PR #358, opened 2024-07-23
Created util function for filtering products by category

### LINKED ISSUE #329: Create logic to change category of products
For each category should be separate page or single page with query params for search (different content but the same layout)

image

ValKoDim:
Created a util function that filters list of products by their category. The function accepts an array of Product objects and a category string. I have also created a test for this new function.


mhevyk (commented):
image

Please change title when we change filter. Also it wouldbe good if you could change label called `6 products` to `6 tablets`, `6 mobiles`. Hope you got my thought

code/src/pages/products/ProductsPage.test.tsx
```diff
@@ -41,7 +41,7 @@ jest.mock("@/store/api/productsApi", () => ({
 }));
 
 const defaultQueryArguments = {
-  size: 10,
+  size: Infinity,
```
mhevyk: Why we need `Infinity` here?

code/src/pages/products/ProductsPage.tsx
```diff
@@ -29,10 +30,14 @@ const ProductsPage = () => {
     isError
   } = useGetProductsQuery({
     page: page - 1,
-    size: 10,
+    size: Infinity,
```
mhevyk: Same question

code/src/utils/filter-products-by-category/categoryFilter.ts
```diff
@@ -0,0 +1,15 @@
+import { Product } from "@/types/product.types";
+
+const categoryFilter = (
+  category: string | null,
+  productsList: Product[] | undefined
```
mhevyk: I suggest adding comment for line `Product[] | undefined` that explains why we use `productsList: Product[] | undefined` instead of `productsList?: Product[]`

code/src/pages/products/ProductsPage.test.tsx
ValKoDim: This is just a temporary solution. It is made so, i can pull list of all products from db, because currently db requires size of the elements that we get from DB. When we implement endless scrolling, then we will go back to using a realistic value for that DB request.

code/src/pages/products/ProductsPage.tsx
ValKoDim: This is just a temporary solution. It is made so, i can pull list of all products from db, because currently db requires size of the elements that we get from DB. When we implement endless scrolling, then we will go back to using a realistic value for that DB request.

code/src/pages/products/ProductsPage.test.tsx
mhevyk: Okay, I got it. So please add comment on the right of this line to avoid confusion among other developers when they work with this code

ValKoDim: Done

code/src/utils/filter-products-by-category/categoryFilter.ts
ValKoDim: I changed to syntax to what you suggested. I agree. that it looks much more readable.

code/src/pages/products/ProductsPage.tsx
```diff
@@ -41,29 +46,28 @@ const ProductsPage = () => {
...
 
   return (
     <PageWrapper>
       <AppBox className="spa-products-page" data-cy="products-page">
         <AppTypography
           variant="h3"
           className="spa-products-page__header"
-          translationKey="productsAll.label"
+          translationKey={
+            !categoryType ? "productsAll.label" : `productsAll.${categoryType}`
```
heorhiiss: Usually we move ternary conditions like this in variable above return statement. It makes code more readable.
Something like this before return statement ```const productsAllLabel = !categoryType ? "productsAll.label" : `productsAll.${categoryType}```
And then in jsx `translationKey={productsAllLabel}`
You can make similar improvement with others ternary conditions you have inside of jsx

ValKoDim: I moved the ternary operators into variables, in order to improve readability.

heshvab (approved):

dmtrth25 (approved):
··········
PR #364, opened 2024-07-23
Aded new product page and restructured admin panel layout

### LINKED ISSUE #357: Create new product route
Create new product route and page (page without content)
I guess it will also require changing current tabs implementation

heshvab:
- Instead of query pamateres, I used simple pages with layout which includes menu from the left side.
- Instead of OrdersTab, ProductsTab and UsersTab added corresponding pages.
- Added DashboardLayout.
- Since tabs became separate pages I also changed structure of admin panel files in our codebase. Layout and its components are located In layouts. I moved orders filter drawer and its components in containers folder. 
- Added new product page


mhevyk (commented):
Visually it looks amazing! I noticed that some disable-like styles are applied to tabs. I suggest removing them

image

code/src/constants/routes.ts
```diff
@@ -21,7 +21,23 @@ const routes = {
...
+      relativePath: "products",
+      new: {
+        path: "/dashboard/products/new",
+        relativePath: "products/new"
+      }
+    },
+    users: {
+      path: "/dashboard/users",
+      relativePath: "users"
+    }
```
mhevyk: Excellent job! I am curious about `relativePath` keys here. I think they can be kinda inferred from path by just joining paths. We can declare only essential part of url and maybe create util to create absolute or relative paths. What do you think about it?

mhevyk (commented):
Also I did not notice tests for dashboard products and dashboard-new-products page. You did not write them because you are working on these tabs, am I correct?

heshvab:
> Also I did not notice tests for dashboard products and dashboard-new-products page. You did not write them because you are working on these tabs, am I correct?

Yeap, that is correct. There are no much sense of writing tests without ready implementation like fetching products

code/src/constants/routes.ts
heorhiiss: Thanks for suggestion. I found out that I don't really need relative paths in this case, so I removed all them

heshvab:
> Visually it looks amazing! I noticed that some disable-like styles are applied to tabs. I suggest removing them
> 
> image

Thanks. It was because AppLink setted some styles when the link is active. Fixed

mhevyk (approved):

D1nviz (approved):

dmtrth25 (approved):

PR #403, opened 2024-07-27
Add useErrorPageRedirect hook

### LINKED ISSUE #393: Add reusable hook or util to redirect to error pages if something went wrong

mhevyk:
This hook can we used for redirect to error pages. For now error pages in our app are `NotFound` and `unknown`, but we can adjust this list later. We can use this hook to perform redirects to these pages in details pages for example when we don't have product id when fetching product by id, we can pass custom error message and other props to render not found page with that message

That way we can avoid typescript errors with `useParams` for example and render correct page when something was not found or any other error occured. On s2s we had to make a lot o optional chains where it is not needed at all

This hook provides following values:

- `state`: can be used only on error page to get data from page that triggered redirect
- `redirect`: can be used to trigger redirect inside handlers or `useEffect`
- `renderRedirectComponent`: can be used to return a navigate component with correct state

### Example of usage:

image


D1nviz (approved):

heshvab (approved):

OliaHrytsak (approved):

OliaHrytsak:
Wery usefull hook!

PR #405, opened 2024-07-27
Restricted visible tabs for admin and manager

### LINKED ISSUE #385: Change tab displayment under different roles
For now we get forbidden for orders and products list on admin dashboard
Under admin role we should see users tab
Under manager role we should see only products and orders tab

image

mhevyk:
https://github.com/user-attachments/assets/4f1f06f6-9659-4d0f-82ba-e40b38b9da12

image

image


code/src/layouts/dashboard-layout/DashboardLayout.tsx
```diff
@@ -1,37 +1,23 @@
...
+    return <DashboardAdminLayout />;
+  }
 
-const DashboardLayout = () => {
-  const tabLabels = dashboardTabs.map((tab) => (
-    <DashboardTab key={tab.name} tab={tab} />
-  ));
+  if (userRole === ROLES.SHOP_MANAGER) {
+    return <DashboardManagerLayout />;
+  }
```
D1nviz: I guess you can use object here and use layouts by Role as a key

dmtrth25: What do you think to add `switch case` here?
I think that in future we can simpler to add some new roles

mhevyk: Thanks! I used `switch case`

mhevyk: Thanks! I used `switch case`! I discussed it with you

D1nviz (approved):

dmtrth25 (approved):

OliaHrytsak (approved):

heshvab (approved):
··········
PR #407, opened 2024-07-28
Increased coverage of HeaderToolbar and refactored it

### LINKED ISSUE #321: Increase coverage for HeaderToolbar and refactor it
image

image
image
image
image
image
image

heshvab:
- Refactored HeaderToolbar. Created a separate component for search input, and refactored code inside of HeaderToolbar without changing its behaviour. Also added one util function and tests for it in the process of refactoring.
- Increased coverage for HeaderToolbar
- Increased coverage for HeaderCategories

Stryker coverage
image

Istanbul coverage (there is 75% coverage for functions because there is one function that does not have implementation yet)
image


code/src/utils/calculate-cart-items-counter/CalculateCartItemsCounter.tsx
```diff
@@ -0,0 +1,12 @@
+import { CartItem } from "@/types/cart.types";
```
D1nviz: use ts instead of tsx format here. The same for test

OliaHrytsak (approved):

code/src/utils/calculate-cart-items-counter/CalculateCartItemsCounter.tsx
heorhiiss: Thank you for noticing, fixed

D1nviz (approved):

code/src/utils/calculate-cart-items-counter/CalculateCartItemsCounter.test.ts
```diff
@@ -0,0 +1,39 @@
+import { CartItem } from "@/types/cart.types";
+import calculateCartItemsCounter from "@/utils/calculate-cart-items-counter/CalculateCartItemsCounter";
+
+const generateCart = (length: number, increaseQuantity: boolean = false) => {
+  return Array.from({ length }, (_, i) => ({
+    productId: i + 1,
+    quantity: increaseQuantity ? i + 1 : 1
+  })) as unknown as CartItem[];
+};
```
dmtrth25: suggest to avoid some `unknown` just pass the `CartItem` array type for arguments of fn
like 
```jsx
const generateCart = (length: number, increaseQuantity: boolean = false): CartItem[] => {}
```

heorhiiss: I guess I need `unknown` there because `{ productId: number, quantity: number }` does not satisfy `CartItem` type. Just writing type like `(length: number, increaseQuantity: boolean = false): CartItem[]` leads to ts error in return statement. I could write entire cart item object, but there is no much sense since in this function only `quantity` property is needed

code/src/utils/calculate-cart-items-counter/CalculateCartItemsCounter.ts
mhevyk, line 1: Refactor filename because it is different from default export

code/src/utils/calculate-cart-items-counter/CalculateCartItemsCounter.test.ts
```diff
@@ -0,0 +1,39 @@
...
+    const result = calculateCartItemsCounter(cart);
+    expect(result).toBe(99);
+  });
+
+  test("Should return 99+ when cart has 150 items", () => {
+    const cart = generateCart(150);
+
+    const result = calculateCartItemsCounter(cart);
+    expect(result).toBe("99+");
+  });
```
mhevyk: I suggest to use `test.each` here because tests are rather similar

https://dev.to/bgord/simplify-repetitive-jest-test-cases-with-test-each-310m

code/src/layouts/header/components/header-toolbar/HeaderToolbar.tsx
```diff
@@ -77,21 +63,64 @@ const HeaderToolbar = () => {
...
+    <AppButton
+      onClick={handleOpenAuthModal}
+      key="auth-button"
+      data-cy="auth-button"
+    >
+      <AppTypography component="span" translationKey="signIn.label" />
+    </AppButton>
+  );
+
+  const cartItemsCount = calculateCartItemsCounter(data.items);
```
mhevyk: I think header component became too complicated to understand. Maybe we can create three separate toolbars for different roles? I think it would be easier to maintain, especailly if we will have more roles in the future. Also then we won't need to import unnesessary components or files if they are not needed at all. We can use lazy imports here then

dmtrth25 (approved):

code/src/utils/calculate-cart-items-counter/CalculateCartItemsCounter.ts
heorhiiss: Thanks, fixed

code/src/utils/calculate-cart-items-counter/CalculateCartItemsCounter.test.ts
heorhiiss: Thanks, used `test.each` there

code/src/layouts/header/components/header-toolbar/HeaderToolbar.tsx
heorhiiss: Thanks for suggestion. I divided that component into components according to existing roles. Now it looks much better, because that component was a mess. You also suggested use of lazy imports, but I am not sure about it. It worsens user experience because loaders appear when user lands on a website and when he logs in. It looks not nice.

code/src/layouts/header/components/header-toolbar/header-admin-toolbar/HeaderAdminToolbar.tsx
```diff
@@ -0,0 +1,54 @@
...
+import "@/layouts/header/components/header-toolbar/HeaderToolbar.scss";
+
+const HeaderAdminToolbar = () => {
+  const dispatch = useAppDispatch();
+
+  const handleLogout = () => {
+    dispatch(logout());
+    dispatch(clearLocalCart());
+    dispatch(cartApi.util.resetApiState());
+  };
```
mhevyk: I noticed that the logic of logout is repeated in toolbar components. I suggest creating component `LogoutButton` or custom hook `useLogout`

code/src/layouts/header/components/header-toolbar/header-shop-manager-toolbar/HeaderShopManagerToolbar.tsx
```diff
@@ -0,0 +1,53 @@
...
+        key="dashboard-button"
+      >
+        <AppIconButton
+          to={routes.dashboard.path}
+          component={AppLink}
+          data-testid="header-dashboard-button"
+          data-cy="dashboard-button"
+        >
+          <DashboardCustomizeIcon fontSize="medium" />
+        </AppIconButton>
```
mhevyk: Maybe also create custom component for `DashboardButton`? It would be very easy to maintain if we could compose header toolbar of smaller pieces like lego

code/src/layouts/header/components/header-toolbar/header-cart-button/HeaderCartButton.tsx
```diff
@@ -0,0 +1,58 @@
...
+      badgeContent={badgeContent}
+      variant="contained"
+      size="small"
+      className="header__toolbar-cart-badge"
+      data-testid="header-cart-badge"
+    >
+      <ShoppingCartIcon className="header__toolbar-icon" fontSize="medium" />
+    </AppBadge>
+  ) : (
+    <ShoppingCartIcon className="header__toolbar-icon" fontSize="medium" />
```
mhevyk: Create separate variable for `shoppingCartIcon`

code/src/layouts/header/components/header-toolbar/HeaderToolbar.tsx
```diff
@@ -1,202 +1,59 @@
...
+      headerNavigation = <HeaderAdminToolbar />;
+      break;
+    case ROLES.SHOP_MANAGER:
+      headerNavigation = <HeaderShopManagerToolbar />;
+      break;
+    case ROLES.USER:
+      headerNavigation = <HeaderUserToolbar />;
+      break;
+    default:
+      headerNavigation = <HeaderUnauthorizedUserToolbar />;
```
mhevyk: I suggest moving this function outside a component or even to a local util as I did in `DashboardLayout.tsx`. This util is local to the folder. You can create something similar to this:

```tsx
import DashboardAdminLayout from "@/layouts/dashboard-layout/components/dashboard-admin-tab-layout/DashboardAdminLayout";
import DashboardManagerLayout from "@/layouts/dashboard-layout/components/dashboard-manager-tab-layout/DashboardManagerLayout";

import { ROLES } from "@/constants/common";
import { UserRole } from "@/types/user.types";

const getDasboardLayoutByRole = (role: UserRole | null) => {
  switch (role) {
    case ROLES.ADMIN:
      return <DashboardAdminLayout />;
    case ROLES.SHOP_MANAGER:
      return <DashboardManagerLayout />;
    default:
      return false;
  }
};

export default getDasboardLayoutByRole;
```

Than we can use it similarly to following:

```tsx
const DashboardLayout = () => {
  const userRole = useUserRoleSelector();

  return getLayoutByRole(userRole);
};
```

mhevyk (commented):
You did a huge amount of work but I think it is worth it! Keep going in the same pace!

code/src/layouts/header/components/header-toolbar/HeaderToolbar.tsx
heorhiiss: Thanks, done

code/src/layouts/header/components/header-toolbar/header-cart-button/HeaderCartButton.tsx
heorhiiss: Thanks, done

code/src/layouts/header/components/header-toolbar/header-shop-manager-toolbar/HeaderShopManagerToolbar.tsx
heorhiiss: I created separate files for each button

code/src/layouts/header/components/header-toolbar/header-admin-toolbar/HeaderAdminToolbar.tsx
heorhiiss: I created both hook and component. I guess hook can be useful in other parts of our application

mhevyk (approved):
··········
Search the material above for "panel". Pull out each line where it shows up.

(WRITTEN REPLY)
Aded new product page and restructured admin panel layout
- Since tabs became separate pages I also changed structure of admin panel files in our codebase. Layout and its components are located In layouts. I moved orders filter drawer and its components in containers folder. 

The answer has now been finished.